Track cost per task by skill coverage status:
- Skill-covered tasks should trend lower over time
- Uncovered task types surface candidates for new skill development
Tradeoffs and Decision Framework
The Superpowers pattern sits between two poles: methodology as plugin versus fully autonomous agent.
The framework documentation is explicit about this: the overhead does not pay off for simple tasks or exploratory work. The design gate and planning stages add real latency. Profile your task types and apply the full methodology only where quality and consistency gains justify the overhead.
Build vs Adopt
You have three options for implementing an enterprise skill stack:
- Adopt Superpowers directly: Fast start, community maintained, broad platform support
- Fork and extend: Maintain internal additions while tracking upstream
- Build from scratch: Full control, maximum integration depth
My recommendation: adopt the framework as a foundation and fork only when enterprise-specific governance patterns cannot be layered on top. The skill format (SKILL.md) is a simple, portable standard. Interoperability with community skills is a durable advantage.
Anti Patterns to Avoid
Skipping the design gate under schedule pressure. The brainstorming stage is where requirements mismatches are caught at zero cost. Bypassing it to move faster is the fastest path to expensive rework.
Over delegating to subagents without plan precision. Vague micro tasks are the primary source of subagent failures. If the plan doesn’t include exact file paths and verification steps, subagent output quality degrades significantly.
Installing unapproved skills in production agents. Community skills are not vetted for enterprise security or compliance contexts. An approved skill registry is not optional overhead. It’s the governance boundary.

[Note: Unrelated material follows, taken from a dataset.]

PR #1112, opened 2018-10-19
Bug 1497804 - Integrate Glean with Gradle

Dexterp37:
This PR enables Glean's integration with the application's Gradle build system. This allows parsing the application's `metrics.yaml` file and producing the related specific metrics API.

Measuring agent performance by lines of code generated. The correct measure is verified, reviewed, merged output. Token spend and code volume are inputs. Quality outcomes are the metric.
Using the full methodology for all tasks. Applying brainstorming, worktrees, planning, parallel agents, TDD, and review to a one-line bug fix adds cost and latency without proportional benefit. Right-size the workflow to the task risk level.
No drift detection on skill effectiveness. Skills that worked well at version 1 may degrade as models update or codebases evolve. Without periodic effectiveness measurement, skill quality decays silently.
What This Means for Enterprise Architects
The enterprise AI coding conversation has spent too long focused on which model to use. The Superpowers framework and the broader community building on it are pointing at a more important question: what workflow architecture governs how the model operates?
A 157,000-star open source project built entirely on SKILL.md behavioral guides is a signal worth paying attention to. The pattern it encodes (design gates, isolation, micro-task planning, subagent delegation, TDD enforcement, two-stage review) is a working implementation of engineering discipline applied to AI agents.
Before investing more in model capability, invest in building and governing the behavior layer that makes your agents reliable. The model is one component. The workflow control plane is the product.